Eating disorders in general and anorexia nervosa in particular are complex and difficult psychiatric disorders to treat. Empirical research has established effective treatments of bulimia nervosa. However, anorexia nervosa remains without effective empirically based treatments, especially for adult patients. A significant majority of patients with bulimia nervosa will have a good outcome; however, a small minority, approximately 10%, will be refractory to treatment.
In a review of anorexic inpatients and outpatients followed for a minimum of 4 years, good outcomes (weight restoration within 15% of recommended weight and regular menses) occurred in 44% of patients. Poor outcomes persisted in 24% of patients, and 28% had intermediate outcomes. An estimated 5% of patients died of the illness.1 As the duration of follow-up gets longer, the numbers are even more dismal. At a 10-year follow-up, more than 30% of patients were found to have anorexia nervosa that was refractory to treatment, with a further 10% of patients dying of the disease.2
The focus of this review is to describe clinically driven treatment strategies for patients with treatment-refractory eating disorders. Having said that, there is no widely accepted definition of treatment resistance in this population and criteria for the duration of illness and numbers of failed treatments do not exist. For anorexia nervosa and bulimia nervosa, treatment resistance is equivalent to chronicity or, as Strober3 describes, “a permanence of the disease state in spite of repeated exposures to state-of-the-art therapy.”
One may consider the definition of treatment resistance in bulimia nervosa to be that of a patient whose condition has not responded to an adequate trial of an SSRI and evidence-based psychotherapy, such as cognitive-behavioral therapy (CBT). A definition of treatment resistance for anorexia nervosa (of which there are no evidence-based treatments) may include repeated failure to reach or maintain 85% of ideal body weight following multiple attempts with psychosocial interventions (eg, CBT and psychodynamic therapy), efforts to treat comorbid psychiatric illnesses, and repeated attempts at intensive refeeding (usually in specialized inpatient or outpatient programs). Unfortunately, there are no reliable predictors to determine whether a patient is likely to fall into this category of chronic and refractory illness and thus prevention and treatment are extreme-ly challenging.3
After providing a brief overview of the diagnostic and epidemiological issues relevant to anorexia nervosa and bulimia nervosa, we focus on the clinical approach for patients with eating disorders. We follow with a discussion of an innovative model of care for patients with refractory eating disorders.

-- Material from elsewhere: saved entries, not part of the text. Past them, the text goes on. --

PR #356, opened 2018-01-31
[framework-bundle] Let glob figure out existing dirs and fix resource tracking

nicolas-grekas:
| Q             | A
| ------------- | ---
| License       | MIT

By using `is_dir()` directly, we prevent correct resource tracking.
Let's delegate that to glob-tracking resources.
The brackets are required to tell our glob-resources where the static prefix stops (making the part after it optional - ie the folders/files don't have to exist.)

### DIFF
--- a/symfony/framework-bundle/3.3/src/Kernel.php
+++ b/symfony/framework-bundle/3.3/src/Kernel.php
@@ -39,23 +39,19 @@ class Kernel extends BaseKernel
         $container->setParameter('container.autowiring.strict_mode', true);
         $container->setParameter('container.dumper.inline_class_loader', true);
         $confDir = $this->getProjectDir().'/config';
-        $loader->load($confDir.'/packages/*'.self::CONFIG_EXTS, 'glob');
-        if (is_dir($confDir.'/packages/'.$this->environment)) {
-            $loader->load($confDir.'/packages/'.$this->environment.'/**/*'.self::CONFIG_EXTS, 'glob');
-        }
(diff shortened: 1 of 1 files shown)


nicolas-grekas:
ping @symfony/deciders

symfony/framework-bundle/3.3/src/Kernel.php
```diff
@@ -39,23 +39,19 @@ protected function configureContainer(ContainerBuilder $container, LoaderInterfa
...
-        $loader->load($confDir.'/packages/*'.self::CONFIG_EXTS, 'glob');
-        if (is_dir($confDir.'/packages/'.$this->environment)) {
-            $loader->load($confDir.'/packages/'.$this->environment.'/**/*'.self::CONFIG_EXTS, 'glob');
-        }
-        $loader->load($confDir.'/services'.self::CONFIG_EXTS, 'glob');
-        $loader->load($confDir.'/services_'.$this->environment.self::CONFIG_EXTS, 'glob');
+
+        $loader->load($confDir.'/{packages}/*'.self::CONFIG_EXTS, 'glob');
+        $loader->load($confDir.'/{packages}/'.$this->environment.'/**/*'.self::CONFIG_EXTS, 'glob');
+        $loader->load($confDir.'/{services}'.self::CONFIG_EXTS, 'glob');
```
stof: are you sure we need braces for this case ? It is not a directory name by a file name here

nicolas-grekas: I think you're right, it's not mandatory. To be verified if you want to remove them (but it doesn't hurt either :) )

PR #359, opened 2018-02-02
Adding access_control examples and small warning

weaverryan:
| Q             | A
| ------------- | ---
| License       | MIT

Hi guys!

A friend of mine made a mistake in his `access_control` because he didn't realize that only the *first* access control that matches is used. I thought the best way to make this easier would be to add a few examples and some very small docs.

I've checked that leaving `access_control` empty like this is "ok" - the configuration system just treats it like an empty array.

### DIFF
--- a/symfony/security-bundle/3.3/config/packages/security.yaml
+++ b/symfony/security-bundle/3.3/config/packages/security.yaml
@@ -16,3 +16,9 @@ security:
 
             # form_login: ~
             # https://symfony.com/doc/current/security/form_login_setup.html
+
+    # easy way to control access for large sections of your site
+    # note: only the *first* access control that matches will be used
+    access_control:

The diagnostic criteria for anorexia nervosa and bulimia nervosa have changed throughout the history of DSM, but the characteristic features of an overvaluation of weight and shape in combination with abnormal patterns of eating and weight regulation remain primary symptoms in both disorders. Although the lifetime prevalence of anorexia nervosa has not changed dramatically during the past 20 to 30 years, aspects of its epidemiology have changed.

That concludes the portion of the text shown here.